» **GIVEN INFORMATION**:
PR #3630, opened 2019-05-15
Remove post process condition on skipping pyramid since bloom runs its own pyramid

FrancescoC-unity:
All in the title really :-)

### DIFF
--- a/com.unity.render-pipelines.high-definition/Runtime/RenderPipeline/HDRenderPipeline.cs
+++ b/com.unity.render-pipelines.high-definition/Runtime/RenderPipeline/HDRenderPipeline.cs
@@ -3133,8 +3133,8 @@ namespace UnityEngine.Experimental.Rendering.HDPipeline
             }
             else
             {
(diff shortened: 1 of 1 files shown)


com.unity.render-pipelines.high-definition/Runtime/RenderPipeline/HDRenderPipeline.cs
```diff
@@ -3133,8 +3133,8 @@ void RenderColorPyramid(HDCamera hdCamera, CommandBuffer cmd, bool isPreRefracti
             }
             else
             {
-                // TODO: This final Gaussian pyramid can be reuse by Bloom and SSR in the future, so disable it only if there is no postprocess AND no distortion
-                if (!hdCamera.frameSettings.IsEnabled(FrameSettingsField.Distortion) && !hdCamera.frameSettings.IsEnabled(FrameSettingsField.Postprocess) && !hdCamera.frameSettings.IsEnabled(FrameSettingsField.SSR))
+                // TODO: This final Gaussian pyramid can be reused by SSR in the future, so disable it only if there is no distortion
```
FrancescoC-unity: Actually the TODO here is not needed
--
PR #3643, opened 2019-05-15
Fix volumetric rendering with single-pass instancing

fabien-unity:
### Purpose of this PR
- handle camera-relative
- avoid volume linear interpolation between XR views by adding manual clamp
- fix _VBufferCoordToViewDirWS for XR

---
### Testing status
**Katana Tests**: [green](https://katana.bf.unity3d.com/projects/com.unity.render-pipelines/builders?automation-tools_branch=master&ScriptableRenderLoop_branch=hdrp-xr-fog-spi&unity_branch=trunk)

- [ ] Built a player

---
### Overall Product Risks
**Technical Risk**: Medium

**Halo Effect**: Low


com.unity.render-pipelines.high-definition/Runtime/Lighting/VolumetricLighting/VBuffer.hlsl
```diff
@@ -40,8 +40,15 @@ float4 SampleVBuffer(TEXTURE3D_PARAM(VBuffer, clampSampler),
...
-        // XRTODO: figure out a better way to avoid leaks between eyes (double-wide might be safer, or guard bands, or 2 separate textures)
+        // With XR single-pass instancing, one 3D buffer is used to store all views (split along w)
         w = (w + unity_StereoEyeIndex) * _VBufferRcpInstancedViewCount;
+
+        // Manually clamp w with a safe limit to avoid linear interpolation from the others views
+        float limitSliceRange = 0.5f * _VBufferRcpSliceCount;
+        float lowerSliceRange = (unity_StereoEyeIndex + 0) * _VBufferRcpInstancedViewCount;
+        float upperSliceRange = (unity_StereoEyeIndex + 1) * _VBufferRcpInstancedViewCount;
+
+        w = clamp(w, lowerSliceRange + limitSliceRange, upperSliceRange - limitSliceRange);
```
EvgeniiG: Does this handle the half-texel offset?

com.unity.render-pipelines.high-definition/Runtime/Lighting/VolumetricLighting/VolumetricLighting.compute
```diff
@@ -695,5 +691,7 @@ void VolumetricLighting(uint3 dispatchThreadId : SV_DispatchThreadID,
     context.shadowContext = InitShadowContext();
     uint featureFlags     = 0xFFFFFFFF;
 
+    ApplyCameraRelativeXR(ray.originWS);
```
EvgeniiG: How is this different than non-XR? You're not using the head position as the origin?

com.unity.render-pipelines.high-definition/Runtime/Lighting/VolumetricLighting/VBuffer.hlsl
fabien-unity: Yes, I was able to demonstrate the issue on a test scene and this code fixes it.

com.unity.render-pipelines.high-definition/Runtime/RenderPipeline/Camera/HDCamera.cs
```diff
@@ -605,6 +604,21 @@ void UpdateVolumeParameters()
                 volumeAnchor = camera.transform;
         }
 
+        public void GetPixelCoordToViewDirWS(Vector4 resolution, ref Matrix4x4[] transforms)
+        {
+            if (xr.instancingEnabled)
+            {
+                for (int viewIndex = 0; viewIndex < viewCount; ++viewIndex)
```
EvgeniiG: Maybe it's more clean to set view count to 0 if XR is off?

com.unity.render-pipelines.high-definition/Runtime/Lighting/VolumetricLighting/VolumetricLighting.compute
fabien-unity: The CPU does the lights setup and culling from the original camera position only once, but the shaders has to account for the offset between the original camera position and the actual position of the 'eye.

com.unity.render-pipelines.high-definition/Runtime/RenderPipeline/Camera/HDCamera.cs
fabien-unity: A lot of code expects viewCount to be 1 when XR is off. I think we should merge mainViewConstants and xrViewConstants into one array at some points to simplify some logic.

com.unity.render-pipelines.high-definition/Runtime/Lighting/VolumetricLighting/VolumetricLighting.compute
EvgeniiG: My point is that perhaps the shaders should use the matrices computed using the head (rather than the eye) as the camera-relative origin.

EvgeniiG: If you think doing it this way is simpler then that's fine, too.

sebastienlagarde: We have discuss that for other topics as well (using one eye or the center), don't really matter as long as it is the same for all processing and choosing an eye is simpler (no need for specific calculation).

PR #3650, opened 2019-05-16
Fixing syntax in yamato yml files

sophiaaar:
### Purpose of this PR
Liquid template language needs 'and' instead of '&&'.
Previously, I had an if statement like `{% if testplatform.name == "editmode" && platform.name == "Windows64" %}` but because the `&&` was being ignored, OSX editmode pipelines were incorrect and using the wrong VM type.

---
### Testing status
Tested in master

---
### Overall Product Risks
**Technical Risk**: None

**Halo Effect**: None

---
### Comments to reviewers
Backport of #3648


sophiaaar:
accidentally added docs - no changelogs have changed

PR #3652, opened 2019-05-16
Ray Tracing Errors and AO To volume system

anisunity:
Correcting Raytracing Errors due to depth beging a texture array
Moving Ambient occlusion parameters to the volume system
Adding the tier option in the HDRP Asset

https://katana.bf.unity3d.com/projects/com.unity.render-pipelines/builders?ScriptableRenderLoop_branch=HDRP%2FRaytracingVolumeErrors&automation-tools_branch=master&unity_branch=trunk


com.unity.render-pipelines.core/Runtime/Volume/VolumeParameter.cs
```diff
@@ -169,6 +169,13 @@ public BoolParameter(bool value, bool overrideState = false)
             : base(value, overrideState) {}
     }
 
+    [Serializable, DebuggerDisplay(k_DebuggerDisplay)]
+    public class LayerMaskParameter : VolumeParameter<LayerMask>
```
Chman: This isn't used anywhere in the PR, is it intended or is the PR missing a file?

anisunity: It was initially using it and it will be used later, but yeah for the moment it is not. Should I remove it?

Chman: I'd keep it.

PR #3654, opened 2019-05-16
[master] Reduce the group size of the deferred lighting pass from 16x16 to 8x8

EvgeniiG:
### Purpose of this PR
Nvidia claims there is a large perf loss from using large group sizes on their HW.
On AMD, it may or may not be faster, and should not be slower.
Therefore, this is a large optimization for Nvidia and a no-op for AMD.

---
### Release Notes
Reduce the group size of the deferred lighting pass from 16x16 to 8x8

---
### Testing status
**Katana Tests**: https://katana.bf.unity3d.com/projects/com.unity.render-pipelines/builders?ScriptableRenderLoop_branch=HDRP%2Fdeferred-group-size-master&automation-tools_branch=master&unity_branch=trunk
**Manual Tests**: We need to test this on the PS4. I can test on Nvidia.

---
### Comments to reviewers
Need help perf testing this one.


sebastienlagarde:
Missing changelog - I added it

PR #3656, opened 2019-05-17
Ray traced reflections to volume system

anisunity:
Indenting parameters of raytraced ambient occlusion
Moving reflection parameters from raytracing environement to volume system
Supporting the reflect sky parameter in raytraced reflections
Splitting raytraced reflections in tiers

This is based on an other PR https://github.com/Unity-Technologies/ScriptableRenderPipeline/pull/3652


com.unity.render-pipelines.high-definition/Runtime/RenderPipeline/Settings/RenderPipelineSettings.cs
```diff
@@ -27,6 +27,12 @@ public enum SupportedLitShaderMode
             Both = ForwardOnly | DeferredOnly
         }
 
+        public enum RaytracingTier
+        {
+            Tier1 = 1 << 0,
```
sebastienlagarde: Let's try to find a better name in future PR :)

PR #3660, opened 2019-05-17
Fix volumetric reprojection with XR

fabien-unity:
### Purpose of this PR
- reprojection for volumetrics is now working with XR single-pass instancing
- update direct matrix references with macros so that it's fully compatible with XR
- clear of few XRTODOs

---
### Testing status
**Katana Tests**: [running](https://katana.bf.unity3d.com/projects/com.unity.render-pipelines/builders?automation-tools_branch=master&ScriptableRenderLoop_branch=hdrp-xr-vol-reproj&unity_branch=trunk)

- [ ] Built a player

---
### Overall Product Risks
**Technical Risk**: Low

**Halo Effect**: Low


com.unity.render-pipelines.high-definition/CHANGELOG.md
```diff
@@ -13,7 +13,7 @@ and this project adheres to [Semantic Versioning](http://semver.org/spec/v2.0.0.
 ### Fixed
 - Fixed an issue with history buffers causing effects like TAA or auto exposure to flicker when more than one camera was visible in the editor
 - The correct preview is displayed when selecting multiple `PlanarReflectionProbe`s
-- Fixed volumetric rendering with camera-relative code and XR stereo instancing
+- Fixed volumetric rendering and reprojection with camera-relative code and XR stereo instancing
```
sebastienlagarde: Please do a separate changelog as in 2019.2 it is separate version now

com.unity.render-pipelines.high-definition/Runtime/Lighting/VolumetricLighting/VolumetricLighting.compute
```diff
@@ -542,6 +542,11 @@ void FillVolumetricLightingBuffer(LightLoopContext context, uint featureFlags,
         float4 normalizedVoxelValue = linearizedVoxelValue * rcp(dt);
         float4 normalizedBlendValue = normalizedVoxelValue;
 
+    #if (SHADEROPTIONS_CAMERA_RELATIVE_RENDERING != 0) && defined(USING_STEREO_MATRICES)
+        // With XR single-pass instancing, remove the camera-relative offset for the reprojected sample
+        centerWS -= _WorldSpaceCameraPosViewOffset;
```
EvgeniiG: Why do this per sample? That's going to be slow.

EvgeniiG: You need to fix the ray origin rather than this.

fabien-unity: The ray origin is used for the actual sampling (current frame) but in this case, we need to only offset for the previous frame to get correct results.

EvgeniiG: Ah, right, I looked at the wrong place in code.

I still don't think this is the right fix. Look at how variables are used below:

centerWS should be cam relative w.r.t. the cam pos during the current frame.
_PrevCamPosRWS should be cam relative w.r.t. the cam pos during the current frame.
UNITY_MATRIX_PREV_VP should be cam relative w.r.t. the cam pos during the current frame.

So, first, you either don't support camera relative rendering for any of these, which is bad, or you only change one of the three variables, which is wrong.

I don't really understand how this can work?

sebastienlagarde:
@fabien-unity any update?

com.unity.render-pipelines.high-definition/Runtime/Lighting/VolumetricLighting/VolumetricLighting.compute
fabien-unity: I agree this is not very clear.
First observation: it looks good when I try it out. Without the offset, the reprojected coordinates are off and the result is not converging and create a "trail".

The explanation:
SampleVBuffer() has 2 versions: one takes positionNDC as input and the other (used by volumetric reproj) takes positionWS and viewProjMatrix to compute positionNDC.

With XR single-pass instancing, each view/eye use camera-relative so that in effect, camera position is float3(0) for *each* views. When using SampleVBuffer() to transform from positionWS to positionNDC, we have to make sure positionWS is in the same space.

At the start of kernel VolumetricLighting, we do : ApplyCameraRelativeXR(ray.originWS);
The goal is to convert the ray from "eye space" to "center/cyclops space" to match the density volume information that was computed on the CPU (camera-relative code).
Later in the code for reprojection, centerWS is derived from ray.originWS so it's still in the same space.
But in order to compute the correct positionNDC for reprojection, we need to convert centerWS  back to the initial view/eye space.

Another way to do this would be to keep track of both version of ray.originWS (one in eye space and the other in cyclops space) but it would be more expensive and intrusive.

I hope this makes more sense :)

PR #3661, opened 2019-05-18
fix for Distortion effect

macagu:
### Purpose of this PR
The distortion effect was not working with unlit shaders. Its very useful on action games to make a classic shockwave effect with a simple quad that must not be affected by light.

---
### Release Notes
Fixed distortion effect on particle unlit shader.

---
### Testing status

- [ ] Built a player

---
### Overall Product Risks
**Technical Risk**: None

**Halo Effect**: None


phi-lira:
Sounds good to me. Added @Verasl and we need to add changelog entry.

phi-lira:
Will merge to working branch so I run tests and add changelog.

» **EXERCISE**:
When "simpler" shows up in a line of the material, report that line.

» **ANSWER**:
EvgeniiG: If you think doing it this way is simpler then that's fine, too.
sebastienlagarde: We have discuss that for other topics as well (using one eye or the center), don't really matter as long as it is the same for all processing and choosing an eye is simpler (no need for specific calculation).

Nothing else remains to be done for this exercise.